Question

for $|x| < 1$, sin(tan-1x) equal to

• A. $\frac{1}{\sqrt{1+x^2}}$
• B. $\frac{1}{\sqrt{1-x^2}}$
• C. $\frac{x}{\sqrt{1-x^2}}$
• D. $\frac{x}{\sqrt{1+x^2}}$

Hint:

Drawing a right-angled triangle is a very effective and quick method for simplifying expressions involving compositions of trigonometric and inverse trigonometric functions. Always label the sides based on the given inverse function and then use Pythagoras' theorem to find the third side.

Answer 1

The Correct Option is D

Step 1: Understanding the Concept:
This problem involves finding the value of a trigonometric function of an inverse trigonometric function. A common method is to use a right-angled triangle to represent the inverse trigonometric function and then find the required trigonometric ratio.
Step 2: Key Formula or Approach:
Let \(\theta = \tan^{-1}x\). This implies \(\tan\theta = x\). We need to find \(\sin\theta\).
We can visualize this relationship using a right-angled triangle.
Step 3: Detailed Explanation:
Let \(\theta = \tan^{-1}x\).
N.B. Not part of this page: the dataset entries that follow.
PR #3674, opened 2019-11-29
refactor: remove LegacyCreateNewActor

icorderi:


internal/pkg/vm/internal/runtime/runtime.go
```diff
@@ -68,8 +68,12 @@ type InvocationContext interface {
 // and ensure the context implementation exposes them.
 type ExtendedInvocationContext interface {
 	InvocationContext
-	// Dragons: add new CreateActor (this is just for the init actor)
-	// CreateActor(code cid.Cid, params []interface{}) address.Address
+	// Create an actor in the state tree.
+	//
+	// This will determine an address for the actor and call its `Constructor()` method.
+	//
+	// WARNING: May only be called by InitActor.
```
anorth: Document which address is returned, the id-address, or the reorg-stable address. Maybe we should return both.

internal/pkg/vm/internal/vmcontext/vmcontext.go
```diff
@@ -252,38 +252,80 @@ func (ctx *VMContext) Charge(cost types.GasUnits) error {
...
-// LegacyCreateNewActor creates an actor at the given address.
-// If the address is occupied by a non-empty actor, this method will fail.
-func (ctx *VMContext) LegacyCreateNewActor(addr address.Address, code cid.Cid) error {
+// CreateActor implemenets the ExtendedInvocationContext interface.
+func (ctx *VMContext) CreateActor(actorID types.Uint64, code cid.Cid, params []interface{}) address.Address {
+	if !isBuiltinActor(code) {
+		runtime.Abort("Can only create built-in actors.")
+	}
+
+	// Review: why are we checking this here? it assumes singleton actors always exist
```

Then \(\tan\theta = x\).
We can write \(\tan\theta = \frac{x}{1}\).
In a right-angled triangle, \(\tan\theta = \frac{\text{Opposite}}{\text{Adjacent}}\).
So, we can let the side opposite to angle \(\theta\) be \(x\) and the adjacent side be 1.
Using the Pythagorean theorem, we can find the hypotenuse:
\[ \text{Hypotenuse}^2 = \text{Opposite}^2 + \text{Adjacent}^2 \] \[ \text{Hypotenuse}^2 = x^2 + 1^2 = 1 + x^2 \] \[ \text{Hypotenuse} = \sqrt{1 + x^2} \] Now, we need to find \(\sin(\tan^{-1}x)\), which is \(\sin\theta\).
The formula for \(\sin\theta\) is \(\frac{\text{Opposite}}{\text{Hypotenuse}}\).
\[ \sin\theta = \frac{x}{\sqrt{1+x^2}} \] Step 4: Final Answer:
Therefore, \(\sin(\tan^{-1}x) = \frac{x}{\sqrt{1+x^2}}\).